By default all activity failures are classified as `:retryable` (the `Hourglass.Activity.RetryClassifier.Default` module). Implement the `Hourglass.Activity.RetryClassifier` behaviour to add domain-specific rules:

```elixir
defmodule MyApp.RetryClassifier do
  @behaviour Hourglass.Activity.RetryClassifier

  @impl true
  def classify(%MyApp.PermanentError{} = err, _ctx),
    do: {:non_retryable, %{type: "PermanentError", message: err.message, details: nil}}

  def classify(err, ctx),
    do: Hourglass.Activity.RetryClassifier.Default.classify(err, ctx)
end
```

Then configure:

```elixir
config :hourglass, :retry_classifier, MyApp.RetryClassifier
```

The callback receives `{error, context}` where `context` is a map with optional keys `:activity_name` and `:caller` (`:rescue` | `:tuple_error`). Return `{classification, metadata}` where `classification` is `:retryable | :non_retryable | :unclassified`.

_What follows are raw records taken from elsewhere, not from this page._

PR #689, opened 2016-01-08
Add pip freeze at the end of travis install target

gst:
so that we'll know the exact python package versions in use by travis.


vitaly-krugl:
LGTM, @gst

Note: retry eligibility (which error shapes retry) belongs to the classifier. Per-call `retry_policy` overrides on `execute_activity/4` may only tune quantity (`max_attempts`, `initial_interval`, `backoff_coefficient`, `max_interval`) — attempting to set `retryable_error_types` or `non_retryable_error_types` at the call site raises `ArgumentError`.

## Development

```bash
# Cluster-free tests (default suite)
mix test

# Integration / end-to-end tests against a real cluster (see below)
mix test.integration   # == mix test --include temporal --include integration

# Regenerate protobuf modules (requires protoc + protoc-gen-elixir)
mix hourglass.proto

# Static analysis
mix credo
mix dialyzer
```

### Integration tests

The `:temporal` / `:integration` tests run against a live Temporal cluster.
`compose.yaml` brings one up (Postgres + `temporalio/auto-setup`, plus the web UI
on http://localhost:8233) and registers the `hourglass-test` namespace the suite
uses:

```bash
podman compose up -d        # or: docker compose up -d
mix test.integration
podman compose down         # add -v to also wipe the database volume
```

The frontend binds the SDK default `localhost:7233`. To run the cluster on a
different host port (e.g. alongside another local Temporal), set
`HOURGLASS_TEMPORAL_PORT` for compose and point the tests at it with
`TEMPORAL_TARGET_URL`:

```bash
HOURGLASS_TEMPORAL_PORT=7333 HOURGLASS_UI_PORT=8234 podman compose up -d
TEMPORAL_TARGET_URL=http://localhost:7333 mix test.integration
```

The NIF is built in debug mode for all non-production Mix environments. If `cargo` is not on your `PATH`, prepend `~/.cargo/bin`:

```bash
PATH="$HOME/.cargo/bin:$PATH" mix compile
```

## License

Released under the [MIT License](LICENSE).